Activity: Starting with the line containing "open health endpoint for all apps" and going on through the line containing "details when authenticated).", return the lines of the data below exactly, and only those.

Data to use:
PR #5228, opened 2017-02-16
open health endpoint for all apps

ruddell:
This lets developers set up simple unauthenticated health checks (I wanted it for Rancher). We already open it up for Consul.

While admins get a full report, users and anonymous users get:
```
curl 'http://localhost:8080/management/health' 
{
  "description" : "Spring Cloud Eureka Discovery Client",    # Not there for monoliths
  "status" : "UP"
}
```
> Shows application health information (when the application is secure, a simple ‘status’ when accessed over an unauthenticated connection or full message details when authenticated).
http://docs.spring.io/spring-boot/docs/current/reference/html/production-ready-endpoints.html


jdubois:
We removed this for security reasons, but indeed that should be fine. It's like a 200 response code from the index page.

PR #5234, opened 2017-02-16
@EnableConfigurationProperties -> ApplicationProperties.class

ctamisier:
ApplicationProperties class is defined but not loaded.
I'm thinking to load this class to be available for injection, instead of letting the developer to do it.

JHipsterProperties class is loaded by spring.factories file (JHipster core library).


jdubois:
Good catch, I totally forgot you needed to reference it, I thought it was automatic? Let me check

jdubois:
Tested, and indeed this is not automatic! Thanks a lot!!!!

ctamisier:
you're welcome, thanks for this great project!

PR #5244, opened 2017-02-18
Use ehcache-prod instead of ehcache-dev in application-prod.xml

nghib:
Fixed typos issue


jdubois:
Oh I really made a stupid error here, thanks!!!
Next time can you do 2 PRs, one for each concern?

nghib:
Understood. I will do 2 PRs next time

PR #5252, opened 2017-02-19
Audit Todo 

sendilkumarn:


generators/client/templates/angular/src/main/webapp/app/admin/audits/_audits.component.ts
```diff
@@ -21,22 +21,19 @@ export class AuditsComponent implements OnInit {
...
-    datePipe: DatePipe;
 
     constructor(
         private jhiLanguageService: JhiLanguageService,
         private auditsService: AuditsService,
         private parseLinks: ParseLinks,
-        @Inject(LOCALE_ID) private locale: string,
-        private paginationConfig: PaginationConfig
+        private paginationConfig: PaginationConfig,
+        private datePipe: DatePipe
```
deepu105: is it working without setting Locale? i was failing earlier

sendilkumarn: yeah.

Result:
open health endpoint for all apps

ruddell:
This lets developers set up simple unauthenticated health checks (I wanted it for Rancher). We already open it up for Consul.

While admins get a full report, users and anonymous users get:
```
curl 'http://localhost:8080/management/health' 
{
  "description" : "Spring Cloud Eureka Discovery Client",    # Not there for monoliths
  "status" : "UP"
}
```
> Shows application health information (when the application is secure, a simple ‘status’ when accessed over an unauthenticated connection or full message details when authenticated).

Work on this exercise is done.